Eudoxiatopoplana bilaticlavia

Scientific classification
- Kingdom: Animalia
- Phylum: Platyhelminthes
- Order: Tricladida
- Family: Geoplanidae
- Subfamily: Rhynchodeminae
- Tribe: Eudoxiaotopoplanini Winsor, 2009
- Genus: Eudoxiatopoplana Winsor, 2009
- Species: E. bilaticlavia
- Binomial name: Eudoxiatopoplana bilaticlavia Winsor, 2009

= Eudoxiatopoplana =

- Authority: Winsor, 2009
- Parent authority: Winsor, 2009

Genus of flatworms

Eudoxiatopoplana is a genus of land planarians from New Zealand, currently comprising a single species, Eudoxiatopoplana bilaticlavia, that occurs in Stewart Island. It is the sole genus of the tribe Eudoxiaotopoplanini.

==Description==
The genus Eudoxiatopoplana includes land planarians with a small and robust body that is subcylindrical in cross section. The anterior end is blunt and slightly rolled upwards, showing some of the anterior ventral surface and forming a type of adhesive cup. The eyes form multiple rows around the anterior end and dorso-anteriorly and occur along the whole body. The parenchymal longitudinal musculature forms a massive ring zone around the intestine. The testes are dorsal and extend from behind the ovaries to the posterior end. The copulatory apparatus has an inverted penis, a resorptive bursa, and an adenodactyl.

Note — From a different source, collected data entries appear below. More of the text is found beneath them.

PR #973, opened 2019-07-24
Add COPPA support

mansinahar:


exchange/utils.go
```diff
@@ -41,16 +42,27 @@ func cleanOpenRTBRequests(ctx context.Context,
 	// Clean PI from bidrequests if not allowed per GDPR
 	gdpr := extractGDPR(orig, usersyncIfAmbiguous)
 	consent := extractConsent(orig)
-	if gdpr == 1 {
-		for bidder, bidReq := range requestsByBidder {
-			// Fixes #820
+
+	for bidder, bidReq := range requestsByBidder {
+		var applyGDPR, applyCOPPA, isAMP bool
```
hhhjort: Shouldn't `applyCOPPA` and `isAMP` be defined and set outside of the loop, as they don't depend on the bidder in question?

exchange/utils.go
```diff
@@ -297,3 +309,105 @@ func randomizeList(list []openrtb_ext.BidderName) {
...
+		// to know if the vendor is consented or not and therefore for AMP requests
+		// we keep the BuyerUID as is
+		if !isAMP {
+			bidRequest.User.BuyerUID = ""
+		}
+		if applyCOPPA {
+			bidRequest.User.ID = ""
+			bidRequest.User.Yob = 0
+			bidRequest.User.Gender = ""
+			bidRequest.User.BuyerUID = ""
```
hhhjort: We should probably also clean out any user mappings we have defined for the user.

exchange/utils.go
mansinahar: Good point. I will change and update. Thanks!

Eudoxiatopoplana bilaticlavia is dorsally a cream color with two broad, mediolateral stripes of a dark greyish-brown with a narrow stripe of cream separating the two. The stripes are darker along the median and lateral edge. The ventral surface is white.

==Etymology==
The name Eudoxiatopoplana comes is a combination of Greek εὐδοξία (eudoxia), honor + ἄτοπος (atopos), out of place + Latin plana, flat. It honors Professor Eudóxia Maria Froehlich for her contribution to the study of land planarians. The specific epithet bilaticlavia comes from Latin bi-, two + laticlavia, having a broad stripe, and alludes to the two broad dorsal stripes present on this species.